# Video...lol



## MileHigh (Nov 6, 2007)

Here is my attempt at an edited video.

Tell me if I'm a lunatic or not...my wife sure thinks I am.


----------



## 06HD BOSS (Nov 28, 2005)

its a good vid. that music is kinda lunatic lol. makes me wanna punch something  lol


----------



## Indy (Sep 23, 2007)

Nice vid, better with the sound OFF (jmo)

PS, write TLS, see if he will send you a snow deflector, you would love one!!


----------



## MileHigh (Nov 6, 2007)

Indyplower;684271 said:


> Nice vid, better with the sound OFF (jmo)
> 
> PS, write TLS, see if he will send you a snow deflector, you would love one!!


yep...i need one.


----------



## sno commander (Oct 16, 2007)

nice vid how come your not using your new truck?


----------



## 06HD BOSS (Nov 28, 2005)

Indyplower;684271 said:


> Nice vid, better with the sound OFF (jmo)
> 
> PS, write TLS, see if he will send you a snow deflector, you would love one!!


lmao!! hey at least he tried


----------



## tls22 (Sep 30, 2007)

Great vid......thats some good snow pushing!




Dont mind indy, he is just jealous he has no snow to deflect!


----------



## MileHigh (Nov 6, 2007)

sno commander;684282 said:


> nice vid how come your not using your new truck?

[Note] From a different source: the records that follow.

PR #503, opened 2026-06-08
chore: delete deprecated pkg package

erka:
## This PR

- The pkg package has been deprecated long enough, and it's time to drop it.

PR #509, opened 2026-06-09
chore: delete deprecated pkg package

toddbaert:
Replay of https://github.com/open-feature/go-sdk/pull/503


erka (approved):

beeme1mr (approved):
How are we going to communicate this? Shouldn't this be something we release in v2?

I haven't pushed any snow since I got my new truck...the front range isn't getting squat right now..all in the mountains. The footage is all from before I even owned the truck.


----------



## mike psd (Aug 12, 2007)

good work brother one the few videos posted with good music for once  keep them coming


----------



## Humvee27 (Feb 5, 2008)

Very nice...good job with that..


----------



## StoneDevil (Dec 13, 2007)

love the video . music is ok


----------



## GTLS (Nov 29, 2008)

Did you turn the blade sideways for each pass, then move it to be parallel with the truck right before you stacked it? And are the hydraulics in the plow strong enough to move the blade while pushing a lot of wet snow or would you have to back up, straighten it, then hit it again?


----------



## MileHigh (Nov 6, 2007)

GTLS;684808 said:


> Did you turn the blade sideways for each pass, then move it to be parallel with the truck right before you stacked it? And are the hydraulics in the plow strong enough to move the blade while pushing a lot of wet snow or would you have to back up, straighten it, then hit it again?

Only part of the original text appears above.